The Create Query Job option allows you to create a query job in Big Query when executing BigQuery SQL query text.

Note: This option is only available when working with QUERY Object Type.

Poll Throttle Rate

The Poll Throttle Rate option will limit the number of polling requests that can be sent per second. This is useful to limit the rates to get Query Job status when you enable the Create Query Job option.

Note: This option is only available when Create Query Job option is enabled.

Page Size

The Page Size option allows you to specify how many records you want to retrieve each time.

Output As JSON

The Output As JSON option specifies whether the output should be one single output column which contains the values in JSON format for each row returned by Google BigQuery.

Note: This option is only available when the Object Type is either TABLE DATA or Query.

Use Query Cache

The Use Query Cache option allows to specify whether to look for the result in the query cache. This option is unchecked by default.

Use Legacy SQL

The Use Legacy SQL option allows you to specify whether to use Google BigQuery's legacy SQL dialect for this query. This option is checked by default. If you uncheck this option, the query will use Google BigQuery's standard SQL.

Query

The Query text box lets you specify a snippet of query to retrieve data or create a query job in Google BigQuery.

Table

The Table option allows you to specify which table you want to read from Google BigQuery. The drop-down will present a list of all available tables in the specified dataset.

Job Projection

The Job Projection option allows you to restrict information returned to a set of selected fields. There are two options available:

  • Full: Includes all job data
  • Minimal: Does not include the job configuration

Note: This option is only available when the Object Type JOB is selected.

Job State

The Job State option allows you to filter jobs by their running state. There are four options available:

  • All: returns jobs in all states
  • Done: returns finished jobs
  • Pending: returns pending jobs
  • Running: returns running jobs

Note: This option is only available when the Object Type JOB is selected.

Include All Users

The Include All Users option allows you to specify whether to display jobs owned by all users in the project.

Note: This option is only available when the Object Type JOB is selected and requires you to have the Project - Is Owner role for the specified project.

Start Row

The Start Row option allows you to specify the index of the starting row to read. Default value is 0.

Note: Row index in Google BigQuery is zero-based. When you set the Start Row option to 0, the component will read the TABLEDATA from first row. This option is only available when the Object Type TABLEDATA is selected.

Refresh Component Button

Clicking the Refresh Component button causes the component to retrieve the latest metadata and update each field to its most recent metadata.

Expression fx Button

Click the fx button to launch SSIS Expression Editor to enable dynamic update of the property at run time.

Generate Documentation Button

Click the Generate Documentation button to generate a Word document which describes the component's metadata including relevant mapping, and so on.

Columns

The Columns page of the Google BigQuery Source Component shows you all available fields from the report type that you specified on the General page.

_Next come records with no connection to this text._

Issue #1263, opened 2023-07-02
no method named `line` found for struct `proc_macro::LineColumn` in the current scope


leefordjudes:
**Describe the bug**
This is my first try:
i installed following, 
cargo install --locked trunk	(version 0.17.1)
cargo install --locked wasm-bindgen-cli  (version 0.2.87)
cargo install --locked cargo-leptos (version 0.1.11)

rustup toolchain install nightly
rustup default nightly
rustup target add wasm32-unknown-unknown

and create leptos project as like steps given in book url: `https://leptos-rs.github.io/leptos/02_getting_started.html`

and run using `trunk serve`,
i got error, 

![image](https://github.com/leptos-rs/leptos/assets/13608248/bf5f065c-28c6-40e0-b2ff-c5ccaa23bdca)

![image](https://github.com/leptos-rs/leptos/assets/13608248/711ad6eb-17a0-48a7-80f4-00caae644718)

![image](https://github.com/leptos-rs/leptos/assets/13608248/b449a86b-6888-4828-9bbd-db749c47c70c)

![image](https://github.com/leptos-rs/leptos/assets/13608248/92e96393-fe24-4c06-9575-2ee9ccbfac4a)

also given:
`cargo update`

**Leptos Dependencies**

[package]
name = "leptos-tutorial"
version = "0.1.0"
edition = "2021"

[dependencies]
leptos = { version = "0.4.1", features = ["csr", "nightly"] }

**To Reproduce**
simply create new leptos project like i mentioned above

**Expected behavior**
should run

nguiard:
Hi! I just ran into exactly this on linux a few hours ago while trying to reproduce another issue... Right now to be honest I have no idea what causes it, but I managed to get around it with a "cleanup", and it's no longer happening...

I suggest you try:
- cargo clean
- rustup update
- removing the `Cargo.lock` file
- (if you use `sccache`, also clear the cache (typically by removing the content of the sccache cache dir)

Maybe you can try a `trunk serve` between each of these steps, to identify which steps solves it (it seems that some combination of this solved it for me but have no idea what step(s) exactly, and anyway it would be nice to pinpoint it so that it doesn't happen to other people)

luoxiaozero:
might to access the line field instead of the method
https://doc.rust-lang.org/proc_macro/struct.LineColumn.html

gbj:
What is your `rustc --version`?

[...]

PR #1290, opened 2023-07-05
Fix over-eager parens

bugeats:
Hi I don't know anything about anything, but this fixes builds on my system.


gbj:
It looks like this is trying to address #1263 on your own machine. What you actually need to do is `rustup update nightly && cargo update` and you'll be fine. This unstable API changed slightly on a recent nightly, so what we have updated to the newer syntax.

PR #1292, opened 2023-07-06
fixed example for error handling

webmstk:
type="number" prevents user from typing letters (at least in Chrome)

Nice lib!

SSIS Google BigQuery Source - columns

On the top left of the grid, the checkbox can be used to toggle the selection of all available fields. This is a productive way to check or uncheck all available fields.

The Columns Page grid consists of:
  • Google BigQuery Field: Column that will be retrieved from Google BigQuery.
  • Data Type: The data type of this field.
  • Properties window for the field listed
    • Name: Specify the column name.
    • Data type: The data type can be changed according.
    • Length: Specify the Length of the fields. If the data type specified is a string, the length specified here would be the maximum size. If the data type is not a string, the length will be ignored.
    • Precision: Specify the number of digits in a number.
    • Scale: Specify the number of digits to the right of the decimal point in a number.
    • CodePage: Specify the Code Page of the field.